The task
Through the line that contains "- Writes no output file. Exits non-zero.", return the data below exactly, starting at its first line; leave the rest out.

------------------------------

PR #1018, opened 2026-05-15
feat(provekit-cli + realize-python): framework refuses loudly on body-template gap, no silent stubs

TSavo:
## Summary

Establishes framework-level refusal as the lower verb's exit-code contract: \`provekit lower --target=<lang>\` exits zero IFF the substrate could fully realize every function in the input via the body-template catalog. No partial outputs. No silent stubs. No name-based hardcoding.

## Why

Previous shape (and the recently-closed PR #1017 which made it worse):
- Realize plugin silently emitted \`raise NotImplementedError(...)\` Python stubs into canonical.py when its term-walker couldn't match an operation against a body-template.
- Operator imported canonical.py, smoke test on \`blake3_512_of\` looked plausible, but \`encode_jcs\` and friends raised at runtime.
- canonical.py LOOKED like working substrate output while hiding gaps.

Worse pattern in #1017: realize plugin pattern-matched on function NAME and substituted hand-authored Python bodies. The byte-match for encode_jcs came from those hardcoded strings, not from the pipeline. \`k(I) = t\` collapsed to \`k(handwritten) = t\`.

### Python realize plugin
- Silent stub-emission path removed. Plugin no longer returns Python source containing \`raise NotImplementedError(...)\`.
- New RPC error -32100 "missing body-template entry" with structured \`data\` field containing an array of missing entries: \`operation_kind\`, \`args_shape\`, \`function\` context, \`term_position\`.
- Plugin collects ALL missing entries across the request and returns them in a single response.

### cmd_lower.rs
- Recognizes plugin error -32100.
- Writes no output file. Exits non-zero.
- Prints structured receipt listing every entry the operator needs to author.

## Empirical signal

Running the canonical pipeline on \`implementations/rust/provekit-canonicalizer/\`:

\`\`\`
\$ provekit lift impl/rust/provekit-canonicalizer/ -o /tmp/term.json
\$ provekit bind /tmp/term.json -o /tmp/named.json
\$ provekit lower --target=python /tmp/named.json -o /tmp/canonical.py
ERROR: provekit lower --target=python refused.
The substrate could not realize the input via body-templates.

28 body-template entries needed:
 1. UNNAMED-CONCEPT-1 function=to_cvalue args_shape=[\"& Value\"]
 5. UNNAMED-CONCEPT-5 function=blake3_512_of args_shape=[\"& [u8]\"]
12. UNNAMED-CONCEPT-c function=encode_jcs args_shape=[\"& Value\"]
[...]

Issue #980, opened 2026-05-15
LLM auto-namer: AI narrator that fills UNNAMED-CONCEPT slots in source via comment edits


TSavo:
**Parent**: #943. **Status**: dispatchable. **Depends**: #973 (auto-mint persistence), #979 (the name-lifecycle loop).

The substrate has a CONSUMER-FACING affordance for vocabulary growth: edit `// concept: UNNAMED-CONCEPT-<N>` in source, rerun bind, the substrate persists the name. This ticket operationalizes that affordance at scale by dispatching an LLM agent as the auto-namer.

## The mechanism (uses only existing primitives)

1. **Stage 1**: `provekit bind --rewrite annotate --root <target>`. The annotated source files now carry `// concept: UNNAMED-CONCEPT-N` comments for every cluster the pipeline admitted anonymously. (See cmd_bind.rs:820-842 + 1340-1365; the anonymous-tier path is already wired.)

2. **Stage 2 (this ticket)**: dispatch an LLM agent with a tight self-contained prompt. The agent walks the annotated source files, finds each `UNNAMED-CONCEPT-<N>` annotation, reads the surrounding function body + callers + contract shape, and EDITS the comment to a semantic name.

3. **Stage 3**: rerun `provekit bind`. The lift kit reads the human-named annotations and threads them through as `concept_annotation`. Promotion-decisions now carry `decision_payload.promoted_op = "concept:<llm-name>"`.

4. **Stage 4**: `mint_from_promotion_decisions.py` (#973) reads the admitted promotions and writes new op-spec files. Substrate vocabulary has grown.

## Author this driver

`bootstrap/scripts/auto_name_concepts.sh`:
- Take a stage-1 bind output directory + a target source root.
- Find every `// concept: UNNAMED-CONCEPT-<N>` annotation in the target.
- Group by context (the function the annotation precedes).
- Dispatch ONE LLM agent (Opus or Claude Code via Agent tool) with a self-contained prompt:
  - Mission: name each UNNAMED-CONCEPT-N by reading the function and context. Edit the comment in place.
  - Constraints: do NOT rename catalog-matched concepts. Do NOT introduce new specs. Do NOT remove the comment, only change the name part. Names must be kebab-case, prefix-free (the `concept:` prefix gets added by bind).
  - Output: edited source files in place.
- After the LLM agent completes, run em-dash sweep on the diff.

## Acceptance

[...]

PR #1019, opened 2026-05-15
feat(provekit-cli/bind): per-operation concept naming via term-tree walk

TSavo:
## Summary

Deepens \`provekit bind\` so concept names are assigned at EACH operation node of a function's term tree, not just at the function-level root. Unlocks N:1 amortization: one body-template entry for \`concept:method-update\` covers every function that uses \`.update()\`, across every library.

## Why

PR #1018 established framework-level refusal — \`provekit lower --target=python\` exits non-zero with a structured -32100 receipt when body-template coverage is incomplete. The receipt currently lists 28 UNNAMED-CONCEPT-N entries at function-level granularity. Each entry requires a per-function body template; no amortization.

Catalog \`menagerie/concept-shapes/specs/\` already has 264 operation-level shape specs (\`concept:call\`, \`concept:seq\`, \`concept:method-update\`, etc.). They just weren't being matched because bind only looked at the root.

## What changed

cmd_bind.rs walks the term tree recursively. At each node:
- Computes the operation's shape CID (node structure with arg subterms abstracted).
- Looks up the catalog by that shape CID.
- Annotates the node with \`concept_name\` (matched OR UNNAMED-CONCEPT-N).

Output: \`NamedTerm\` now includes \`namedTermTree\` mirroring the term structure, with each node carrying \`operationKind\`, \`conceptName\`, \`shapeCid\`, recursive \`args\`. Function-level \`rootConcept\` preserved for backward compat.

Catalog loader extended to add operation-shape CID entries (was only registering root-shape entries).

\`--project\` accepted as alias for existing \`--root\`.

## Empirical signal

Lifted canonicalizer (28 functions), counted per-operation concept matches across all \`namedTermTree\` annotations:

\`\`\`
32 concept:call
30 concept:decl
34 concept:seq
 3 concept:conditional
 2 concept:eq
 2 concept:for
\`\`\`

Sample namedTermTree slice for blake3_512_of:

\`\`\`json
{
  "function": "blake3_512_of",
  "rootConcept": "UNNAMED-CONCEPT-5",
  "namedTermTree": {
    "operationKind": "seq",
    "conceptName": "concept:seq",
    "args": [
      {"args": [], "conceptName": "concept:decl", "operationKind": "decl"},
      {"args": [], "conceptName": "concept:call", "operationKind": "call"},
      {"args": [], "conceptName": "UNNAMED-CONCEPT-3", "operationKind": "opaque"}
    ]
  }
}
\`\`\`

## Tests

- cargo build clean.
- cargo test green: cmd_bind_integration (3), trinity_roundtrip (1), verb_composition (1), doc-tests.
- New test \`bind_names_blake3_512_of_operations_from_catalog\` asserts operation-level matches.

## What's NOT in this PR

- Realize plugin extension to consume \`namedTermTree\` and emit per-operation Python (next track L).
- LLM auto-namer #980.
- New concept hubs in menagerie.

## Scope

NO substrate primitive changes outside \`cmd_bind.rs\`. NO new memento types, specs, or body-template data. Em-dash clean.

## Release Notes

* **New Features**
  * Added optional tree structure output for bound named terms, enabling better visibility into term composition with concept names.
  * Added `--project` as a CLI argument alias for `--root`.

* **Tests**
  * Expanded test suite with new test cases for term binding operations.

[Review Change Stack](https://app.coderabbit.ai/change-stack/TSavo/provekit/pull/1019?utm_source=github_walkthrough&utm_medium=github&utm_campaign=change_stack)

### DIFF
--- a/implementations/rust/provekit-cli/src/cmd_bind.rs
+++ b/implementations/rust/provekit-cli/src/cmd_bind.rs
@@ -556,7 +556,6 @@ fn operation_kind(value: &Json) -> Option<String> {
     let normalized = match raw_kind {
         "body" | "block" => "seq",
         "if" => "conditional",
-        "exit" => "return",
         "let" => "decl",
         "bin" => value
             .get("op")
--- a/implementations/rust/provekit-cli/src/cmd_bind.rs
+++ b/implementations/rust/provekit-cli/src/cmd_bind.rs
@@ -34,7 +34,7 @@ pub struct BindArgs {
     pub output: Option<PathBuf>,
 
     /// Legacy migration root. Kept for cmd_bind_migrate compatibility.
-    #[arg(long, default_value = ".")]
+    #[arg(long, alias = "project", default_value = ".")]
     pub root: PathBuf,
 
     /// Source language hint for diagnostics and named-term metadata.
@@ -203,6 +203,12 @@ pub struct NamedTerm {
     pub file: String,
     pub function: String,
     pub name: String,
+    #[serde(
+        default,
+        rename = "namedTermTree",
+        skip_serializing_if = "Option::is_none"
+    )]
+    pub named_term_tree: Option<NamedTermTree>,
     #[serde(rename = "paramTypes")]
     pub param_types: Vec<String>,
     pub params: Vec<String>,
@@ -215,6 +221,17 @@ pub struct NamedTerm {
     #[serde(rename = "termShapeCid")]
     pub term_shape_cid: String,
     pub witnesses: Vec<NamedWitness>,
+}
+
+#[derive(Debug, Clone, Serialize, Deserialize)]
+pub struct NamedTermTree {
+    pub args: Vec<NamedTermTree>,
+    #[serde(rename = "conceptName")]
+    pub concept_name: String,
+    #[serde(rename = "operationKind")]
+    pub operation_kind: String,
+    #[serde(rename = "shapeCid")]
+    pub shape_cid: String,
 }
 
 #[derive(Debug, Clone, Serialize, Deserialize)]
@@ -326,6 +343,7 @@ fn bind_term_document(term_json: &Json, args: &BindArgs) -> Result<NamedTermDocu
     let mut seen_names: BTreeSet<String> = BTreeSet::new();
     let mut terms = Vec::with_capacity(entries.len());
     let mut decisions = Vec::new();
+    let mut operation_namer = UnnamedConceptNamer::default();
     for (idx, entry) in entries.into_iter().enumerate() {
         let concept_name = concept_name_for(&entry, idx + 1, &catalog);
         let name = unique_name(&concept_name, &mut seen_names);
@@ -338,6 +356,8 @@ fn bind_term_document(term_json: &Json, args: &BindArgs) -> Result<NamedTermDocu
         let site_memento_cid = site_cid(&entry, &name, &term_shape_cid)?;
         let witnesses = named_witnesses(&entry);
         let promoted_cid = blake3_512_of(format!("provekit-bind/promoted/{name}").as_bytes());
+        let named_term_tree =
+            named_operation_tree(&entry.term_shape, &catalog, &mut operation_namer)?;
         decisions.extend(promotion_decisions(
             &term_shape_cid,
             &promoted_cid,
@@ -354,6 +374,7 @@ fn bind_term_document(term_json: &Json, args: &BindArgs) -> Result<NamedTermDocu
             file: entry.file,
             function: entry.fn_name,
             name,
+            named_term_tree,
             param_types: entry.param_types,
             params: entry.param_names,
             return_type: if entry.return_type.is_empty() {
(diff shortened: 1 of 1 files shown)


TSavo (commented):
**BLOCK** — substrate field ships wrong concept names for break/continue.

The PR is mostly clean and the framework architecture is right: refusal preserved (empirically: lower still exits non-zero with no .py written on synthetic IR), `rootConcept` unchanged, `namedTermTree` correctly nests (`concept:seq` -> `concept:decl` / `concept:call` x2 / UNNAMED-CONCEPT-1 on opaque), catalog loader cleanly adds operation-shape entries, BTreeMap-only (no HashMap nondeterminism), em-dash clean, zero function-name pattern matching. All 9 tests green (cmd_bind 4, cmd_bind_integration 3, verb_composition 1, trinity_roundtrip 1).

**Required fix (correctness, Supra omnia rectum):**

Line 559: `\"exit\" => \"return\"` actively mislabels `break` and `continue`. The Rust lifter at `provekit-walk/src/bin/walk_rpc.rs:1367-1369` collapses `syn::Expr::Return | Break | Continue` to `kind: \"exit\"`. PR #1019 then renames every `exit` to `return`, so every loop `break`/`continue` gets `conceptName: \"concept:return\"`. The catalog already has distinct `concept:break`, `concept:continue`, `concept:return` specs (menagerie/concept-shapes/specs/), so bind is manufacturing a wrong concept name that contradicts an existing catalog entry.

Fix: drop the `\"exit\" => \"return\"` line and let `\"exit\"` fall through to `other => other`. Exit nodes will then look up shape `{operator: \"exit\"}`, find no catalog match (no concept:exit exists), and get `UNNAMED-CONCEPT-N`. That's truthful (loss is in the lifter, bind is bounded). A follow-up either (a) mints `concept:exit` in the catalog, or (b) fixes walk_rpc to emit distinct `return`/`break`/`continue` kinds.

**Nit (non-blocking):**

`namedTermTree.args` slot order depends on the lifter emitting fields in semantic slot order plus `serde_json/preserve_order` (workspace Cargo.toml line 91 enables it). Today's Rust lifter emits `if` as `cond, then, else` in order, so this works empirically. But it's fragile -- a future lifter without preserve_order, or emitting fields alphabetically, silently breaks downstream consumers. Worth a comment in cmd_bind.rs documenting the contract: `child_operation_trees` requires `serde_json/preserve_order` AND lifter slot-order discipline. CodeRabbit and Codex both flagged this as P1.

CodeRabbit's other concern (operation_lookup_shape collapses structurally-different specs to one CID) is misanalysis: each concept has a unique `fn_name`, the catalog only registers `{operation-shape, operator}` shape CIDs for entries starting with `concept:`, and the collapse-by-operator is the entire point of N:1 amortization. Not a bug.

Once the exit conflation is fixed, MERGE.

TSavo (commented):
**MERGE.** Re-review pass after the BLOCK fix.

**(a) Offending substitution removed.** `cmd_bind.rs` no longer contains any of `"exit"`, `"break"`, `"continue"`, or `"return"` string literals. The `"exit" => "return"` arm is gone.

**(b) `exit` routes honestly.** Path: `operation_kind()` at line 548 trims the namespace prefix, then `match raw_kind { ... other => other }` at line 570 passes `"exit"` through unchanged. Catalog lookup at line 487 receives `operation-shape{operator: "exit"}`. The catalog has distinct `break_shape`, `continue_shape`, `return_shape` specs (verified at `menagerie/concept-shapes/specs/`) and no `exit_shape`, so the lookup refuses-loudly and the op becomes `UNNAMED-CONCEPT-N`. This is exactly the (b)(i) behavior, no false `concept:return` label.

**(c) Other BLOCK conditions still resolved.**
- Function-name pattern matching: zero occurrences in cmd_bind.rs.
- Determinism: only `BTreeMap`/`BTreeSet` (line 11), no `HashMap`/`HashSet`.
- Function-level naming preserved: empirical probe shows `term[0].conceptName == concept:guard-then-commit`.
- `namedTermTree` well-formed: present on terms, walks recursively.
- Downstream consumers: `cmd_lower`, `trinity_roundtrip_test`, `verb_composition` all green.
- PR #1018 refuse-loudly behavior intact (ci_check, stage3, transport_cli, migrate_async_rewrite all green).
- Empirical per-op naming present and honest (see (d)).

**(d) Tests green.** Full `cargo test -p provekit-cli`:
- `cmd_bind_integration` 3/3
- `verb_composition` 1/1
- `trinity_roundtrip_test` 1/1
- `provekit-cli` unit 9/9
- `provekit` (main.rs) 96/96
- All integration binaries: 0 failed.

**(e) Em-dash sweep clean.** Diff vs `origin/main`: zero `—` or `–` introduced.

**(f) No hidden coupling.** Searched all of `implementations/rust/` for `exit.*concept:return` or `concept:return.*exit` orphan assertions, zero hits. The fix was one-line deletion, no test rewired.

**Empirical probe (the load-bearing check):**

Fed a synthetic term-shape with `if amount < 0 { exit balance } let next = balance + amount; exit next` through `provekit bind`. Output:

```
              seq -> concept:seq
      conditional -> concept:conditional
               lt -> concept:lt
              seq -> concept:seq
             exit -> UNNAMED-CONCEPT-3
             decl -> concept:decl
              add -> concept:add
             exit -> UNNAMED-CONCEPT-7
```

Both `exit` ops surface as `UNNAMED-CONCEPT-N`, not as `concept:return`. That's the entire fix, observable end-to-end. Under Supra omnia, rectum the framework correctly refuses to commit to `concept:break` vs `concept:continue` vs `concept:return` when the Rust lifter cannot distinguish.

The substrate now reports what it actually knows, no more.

------------------------------

Answer to the exercise
PR #1018, opened 2026-05-15
feat(provekit-cli + realize-python): framework refuses loudly on body-template gap, no silent stubs

TSavo:
## Summary

Establishes framework-level refusal as the lower verb's exit-code contract: \`provekit lower --target=<lang>\` exits zero IFF the substrate could fully realize every function in the input via the body-template catalog. No partial outputs. No silent stubs. No name-based hardcoding.

## Why

Previous shape (and the recently-closed PR #1017 which made it worse):
- Realize plugin silently emitted \`raise NotImplementedError(...)\` Python stubs into canonical.py when its term-walker couldn't match an operation against a body-template.
- Operator imported canonical.py, smoke test on \`blake3_512_of\` looked plausible, but \`encode_jcs\` and friends raised at runtime.
- canonical.py LOOKED like working substrate output while hiding gaps.

Worse pattern in #1017: realize plugin pattern-matched on function NAME and substituted hand-authored Python bodies. The byte-match for encode_jcs came from those hardcoded strings, not from the pipeline. \`k(I) = t\` collapsed to \`k(handwritten) = t\`.

### Python realize plugin
- Silent stub-emission path removed. Plugin no longer returns Python source containing \`raise NotImplementedError(...)\`.
- New RPC error -32100 "missing body-template entry" with structured \`data\` field containing an array of missing entries: \`operation_kind\`, \`args_shape\`, \`function\` context, \`term_position\`.
- Plugin collects ALL missing entries across the request and returns them in a single response.

### cmd_lower.rs
- Recognizes plugin error -32100.
- Writes no output file. Exits non-zero.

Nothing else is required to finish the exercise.